Collection entries
[Start of Attachment]
PR #104, opened 2019-04-29
Suheyb

suh3yb:
Javascript1 Week2 Homework

### DIFF
--- a/Week2/Homework/task10.js
+++ b/Week2/Homework/task10.js
@@ -24,4 +24,4 @@ if (m === n) {
     console.log("6/0 = 10/0");
 } else {
     console.log("An error occured!");
-};
+}
--- a/Week2/Homework/task10.js
+++ b/Week2/Homework/task10.js
@@ -9,7 +9,7 @@
 // in which you show that you understand the concepts (just 
 // like you've done in the above assignments).
 
-let multipleTypedArray = [0, "string", "000", true];
+const multipleTypedArray = [0, "string", "000", true];
 console.log("the type of my array is: " + typeof multipleTypedArray);
 console.log("the type of the first element of my array is: " + typeof multipleTypedArray[0]);
 console.log("the type of the second element of my array is: " + typeof multipleTypedArray[1]);
--- a/Week2/Homework/task10.js
+++ b/Week2/Homework/task10.js
@@ -1,0 +1,27 @@
+// TASK-10
+
+// 10. Write a program to answer the following questions:
+// 10.1 Can you store multiple types in an array? Numbers
+// and strings? Make an example that illustrates your answer.
+// 10.2 Can you compare infinities? (Not in Eyad's world)
+// - does 6/0 === 10/0? How can you test this?
+// 10.3 Add console.log statements to the above program 
+// in which you show that you understand the concepts (just 
+// like you've done in the above assignments).
+
+let multipleTypedArray = [0, "string", "000", true];
+console.log("the type of my array is: " + typeof multipleTypedArray);
+console.log("the type of the first element of my array is: " + typeof multipleTypedArray[0]);
+console.log("the type of the second element of my array is: " + typeof multipleTypedArray[1]);
+console.log("the type of the third element of my array is: " + typeof multipleTypedArray[2]);
+console.log("the type of the fourth element of my array is: " + typeof multipleTypedArray[3]);
+
+let m = 6 / 0;
+let n = 10 / 0;
+console.log("6/0 = " + m, "\n10/0 = " + n);
+
+if (m === n) {
+    console.log("6/0 = 10/0");
+} else {
+    console.log("An error occured!");
+};
--- a/Week2/Homework/task5.js
+++ b/Week2/Homework/task5.js
@@ -1,0 +1,21 @@
+// TASK 5
+
+/*
+5. How do you round the number 7.25, to the nearest integer (i.e., whole number)?
+5.1 Declare a variable z and assign the number 7.25 to it.
+5.2 console.log z.
+5.3 Declare another variable a that has the value of z but rounded to the nearest integer.
+5.4 console.log a.
+5.5 So now we have z and a find a way to compare the two values and store the 
+highest of the two in a new variable.
+5.6 console.log the highest value.
+*/
+
+let z = 7.25;
+console.log(z);
+
+let a = Math.round(z);
+console.log(a);
+
+let highestValue = Math.max(a, z);
+console.log(highestValue);
--- a/Week2/Homework/task8.js
+++ b/Week2/Homework/task8.js
@@ -17,12 +17,12 @@
 // 8.6 Make sure to also show a message when the 
 // variables you are comparing are not the same type.
 
-let foo = 9;
-let waldo = "find me";
-let awesome = true;
-let cities = ["Amsterdam", "Rotterdam", "Groningen"];
+const foo = 9;
+const waldo = "find me";
+const awesome = true;
+const cities = ["Amsterdam", "Rotterdam", "Groningen"];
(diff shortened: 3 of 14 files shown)


Week2/Homework/task10.js
```diff
@@ -0,0 +1,27 @@
...
+// 10. Write a program to answer the following questions:
+// 10.1 Can you store multiple types in an array? Numbers
+// and strings? Make an example that illustrates your answer.
+// 10.2 Can you compare infinities? (Not in Eyad's world)
+// - does 6/0 === 10/0? How can you test this?
+// 10.3 Add console.log statements to the above program 
+// in which you show that you understand the concepts (just 
+// like you've done in the above assignments).
+
+let multipleTypedArray = [0, "string", "000", true];
```
marcianoviereck: you can make this `let` a `const` because it's value won't change

Week2/Homework/task5.js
[End of Attachment]
From the data above, copy each line that has the string "const".

+const multipleTypedArray = [0, "string", "000", true];
+const foo = 9;
+const waldo = "find me";
+const awesome = true;
+const cities = ["Amsterdam", "Rotterdam", "Groningen"];
marcianoviereck: you can make this `let` a `const` because it's value won't change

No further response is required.